I guess I should have said people who are experiencing lots of emissions issues. I'm with you, i like that I'm not polluting and only the NOx #2 sensor has failed.


----------



## money_man (Feb 25, 2014)

silvertank said:


> Do you need to call fleece? I didnt see the delete listed on the site
> 
> 
> Sent from my iPhone using Tapatalk


Yes you do.


----------



## oldestof11 (Apr 3, 2016)

diesel said:


> I don't know about that. I am at 182K miles, and my total out of pocket for all emissions related repairs and service is still about $1000 less than what a delete would have cost - plus I am polluting a lot less too.


It's unfortunate but you seem to be the exception and not the rule. I was put out an extra $40/wk in fuel driving the courtesy vehicle. Then spending time on the phone. A months payment I didn't drive the car but was then reimbursed. Currently, if I valued my time, I'd be at $240 out of pocket. Not bad but then came the stress of making sure I didn't do anything to the courtesy vehicle. 

This was just driving to and from work. I also missed out on a drag race I wanted to attend so it may have saved me money there but was a nuisance. I didn't have use of it like I would going to do some shopping with my family. Instead of $10 in fuel to do the required shopping an hour away, we spent more taking the minivan. We try to use it for longer trips where less comfort and space is something we tolerate to save on fuel.

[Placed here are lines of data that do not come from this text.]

PR #383, opened 2024-01-28
Convert H3 setting param types to a real type

### LINKED ISSUE #382: H3Settings is a bit underspecified
https://quicwg.org/qlog/draft-ietf-quic-qlog-h3-events.html#section-5.3.4

```
H3Setting = {
    name: text
    value: uint64
}
```

Looking at IANA https://www.iana.org/assignments/http3-parameters/http3-parameters.xhtml, I think qlog nudges implementations to log the setting name. When an implementation receives an unknown setting (not a greased one) it won't know the name. It could log the setting type value code in the name field, but that is not specified. This makes things annoying for parsers since they need to do some thinking. 

One suggestion is to add another field like `type` that could contain the numerical type value. It would be duplicative to have both, so that might require making `type` and `name` optional.

LPardue:
Closes #382

### DIFF
--- a/draft-ietf-quic-qlog-h3-events.md
+++ b/draft-ietf-quic-qlog-h3-events.md
@@ -558,11 +558,14 @@ H3CancelPushFrame = {
 
 ### H3SettingsFrame
 
-The `name_bytes` field supports logging the raw value of a setting identifier,
-to support logging unknown settings.
-Where an individual setting is not known, the name value of "unknown"
-can be used and the value captured in the raw_type field; a
-numerical value without variable-length integer encoding.
+The settings field can contain zero or more entries. Each setting has a name
+field, which corresponds to Setting Name as defined (or as would be defined if
+registered) in the the "HTTP/3 Settings" registry maintained at
+<https://www.iana.org/assignments/http3-parameters>.
+
+An endpoint that receives unknown settings is not able to log a specific name.
+Instead, the name value of "unknown" can be used and the value captured in the
+`name_bytes` field; a numerical value without variable-length integer encoding.
 
 ~~~ cddl
 H3SettingsFrame = {
--- a/draft-ietf-quic-qlog-h3-events.md
+++ b/draft-ietf-quic-qlog-h3-events.md
@@ -574,12 +574,10 @@ H3SettingsFrame = {
 }
 
 H3Setting = {
-    ? name: text
-    ? name_bytes: uint64
     ? name: H3SettingsName
-
     ; only when name === "unknown"
-    ? raw_type: uint64
+    ? name_bytes: uint64
+
     value: uint64
 }
 
--- a/draft-ietf-quic-qlog-h3-events.md
+++ b/draft-ietf-quic-qlog-h3-events.md
@@ -560,6 +560,9 @@ H3CancelPushFrame = {
 
 The `name_bytes` field supports logging the raw value of a setting identifier,
 to support logging unknown settings.
+Where an individual setting is not known, the name value of "unknown"
+can be used and the value captured in the type_value field; a
+numerical value without variable-length integer encoding.
 
 ~~~ cddl
 H3SettingsFrame = {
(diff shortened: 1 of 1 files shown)


draft-ietf-quic-qlog-h3-events.md
```diff
@@ -521,16 +521,31 @@ H3CancelPushFrame = {
...
     frame_type: "settings"
     settings: [* H3Setting]
 }
 
 H3Setting = {
-    name: text
+    ? name: H3SettingsName
+
+    ; only when name === "unknown"
+    ? type_value: uint64
```
rmarx, line 538: Nit: Not sure I like `type_` here... it isn't called that in 9114 (there it's more `identifier`) and to align with `name` above and other similar fields, I'd go with `name_value` maybe?

LPardue: `name` or `identifier` seems fine to me. I was checking the IANA table which uses slightly different terms and it threw me off

LPardue:
Instead of a separate raw_type field, we'll just allow the nae to be a union of enum and uint64.

rmarx:
Heads up that I changed some of this in #417, by adding the `name_bytes` field (to be consistent with other places where we allow logging raw values), so that would replace the `raw_type` field proposed here.

LPardue:
> Heads up that I changed some of this in #417, by adding the `name_bytes` field (to be consistent with other places where we allow logging raw values), so that would replace the `raw_type` field proposed here.

So I've rebased and resolved the conflict. However, ISTM on a previous editor call we wanted to make this is union instead, so something like

```
H3Setting = {
    ? name: H3SettingsName / uint64

    value: uint64
}
```

and obviously a text update to describe how to pick which one. 

Do we still want to do that?

rmarx:
So, we've gradually moved away from that pattern IIRC (e.g., packet_number is now always a uint64 instead of uint64 / string to deal with IJSON). 

Looking through the other events, there are a few events that use this pattern (ResetStreamFrame, StopSendingFrame, ConnectionClosed, IPAddress), e.g., connectionclosed:

```
    ? connection_code: $TransportError /
                       CryptoError /
                       uint32
    ? application_code: $ApplicationError /
                        uint32
```

But most events that need something like this, use the 

```
field: string
field_bytes: hexstring
```

OR

```
field: string
field_bytes: uint64
```

It seems like ideally we'd just have a single way of dealing with these. I'm leaning more towards the explicit extra `field_bytes` pattern, to make things explicit that this is (likely) an "unexpected" value that's likely to cause problems + to prevent tools from having to special case types for fields (at least most of the time). 

If you agree, then we should merge this PR as-is (or with my proposed changes in the upcoming review ;)) and then I can make a new PR adding new `XYZ_bytes` fields to the non-conformant events.

draft-ietf-quic-qlog-h3-events.md
```diff
@@ -568,10 +574,20 @@ H3SettingsFrame = {
 }
 
 H3Setting = {
-    ? name: text
+    ? name: H3SettingsName
```
rmarx, line 577:
```suggestion
    ? name: $H3SettingsName
```

draft-ietf-quic-qlog-h3-events.md
```diff
@@ -568,10 +574,20 @@ H3SettingsFrame = {
...
+    ; only when name === "unknown"
     ? name_bytes: uint64
+
     value: uint64
 }
+
+H3SettingsName = "settings_qpack_max_table_capacity" /
```
rmarx, line 584:
```suggestion
$H3SettingsName /= "settings_qpack_max_table_capacity" /
```

rmarx (changes requested):
Make sure that the setting names can also be extended by future docs (before this was just `text` so was implicit, but now with the enum, we need to be explicit with a CDDL type socket)

LPardue:
I'm more than happy to go with this direction right now. Suggestions merged so I think GTG

rmarx (approved):
Looks good indeed. Feel free to merge, I'll open another issue to change the others and then later a PR to actually do so as well :)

So out of pocket is small but there's things I use the economical car for that it was unavailable for me to do. It is quickly adding up to the point a delete is looking VERY tempting and would pay for itself back quickly. Not just in time in the shop, or the mileage increase it'll bring but also the reason I bought it, to be an economical car.


----------



## diesel (Jun 8, 2013)

oldestof11 said:


> It's unfortunate but you seem to be the exception and not the rule. I was put out an extra $40/wk in fuel driving the courtesy vehicle. Then spending time on the phone. A months payment I didn't drive the car but was then reimbursed. Currently, if I valued my time, I'd be at $240 out of pocket. Not bad but then came the stress of making sure I didn't do anything to the courtesy vehicle.
> 
> This was just driving to and from work. I also missed out on a drag race I wanted to attend so it may have saved me money there but was a nuisance. I didn't have use of it like I would going to do some shopping with my family. Instead of $10 in fuel to do the required shopping an hour away, we spent more taking the minivan. We try to use it for longer trips where less comfort and space is something we tolerate to save on fuel.
> 
> So out of pocket is small but there's things I use the economical car for that it was unavailable for me to do. It is quickly adding up to the point a delete is looking VERY tempting and would pay for itself back quickly. Not just in time in the shop, or the mileage increase it'll bring but also the reason I bought it, to be an economical car.


I know my experience seems unusual, but keep in mind there are thousands of happy diesel Cruze drivers out there that never come to the forums. The forums tend to attract people who have issues with their cars, so it skews the numbers. If you go to any car forum and read a few posts, you wouldn't buy anything!


----------



## oldestof11 (Apr 3, 2016)

diesel said:


> I know my experience seems unusual, but keep in mind there are thousands of happy diesel Cruze drivers out there that never come to the forums. The forums tend to attract people who have issues with their cars, so it skews the numbers. If you go to any car forum and read a few posts, you wouldn't buy anything!


You're right...

But you're wrong. 

You're right if you use this as a statistical standard. The sample size here is excruciatingly small. The few people who come here are information seekers. They also are engaging to either help find a solution or backup a preconceived notion. I also realize people only seek help when something goes wrong. 

What you don't realize is forums show trends. If it was a few people saying a def tank here or DPF there, then it's not enough for a trend. 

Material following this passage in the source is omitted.